> _DATA SHOWN_
= Beginning of Section =

PR #79, opened 2015-02-04
use sync.RWMutex when masterNode changes

aszxqw:
It needs lock.

https://groups.google.com/forum/?hl=zh-CN#!topic/golang-nuts/zyQnord8hyc

### DIFF
--- a/go/weed/weed_server/volume_server.go
+++ b/go/weed/weed_server/volume_server.go
@@ -3,6 +3,7 @@ package weed_server
 import (
 	"math/rand"
 	"net/http"
+	"sync"
 	"time"
 
 	"github.com/chrislusf/weed-fs/go/glog"
@@ -12,6 +13,7 @@ import (
 
 type VolumeServer struct {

= End of Section =

> _GOAL OF THE EXERCISE_
Print each record from the listing above exactly as it was given.

> _ANSWER SPACE_
PR #79, opened 2015-02-04
use sync.RWMutex when masterNode changes

aszxqw:
It needs lock.

https://groups.google.com/forum/?hl=zh-CN#!topic/golang-nuts/zyQnord8hyc

### DIFF
--- a/go/weed/weed_server/volume_server.go
+++ b/go/weed/weed_server/volume_server.go
@@ -3,6 +3,7 @@ package weed_server
 import (
 	"math/rand"
 	"net/http"
+	"sync"
 	"time"
 
 	"github.com/chrislusf/weed-fs/go/glog"
@@ -12,6 +13,7 @@ import (
 
 type VolumeServer struct {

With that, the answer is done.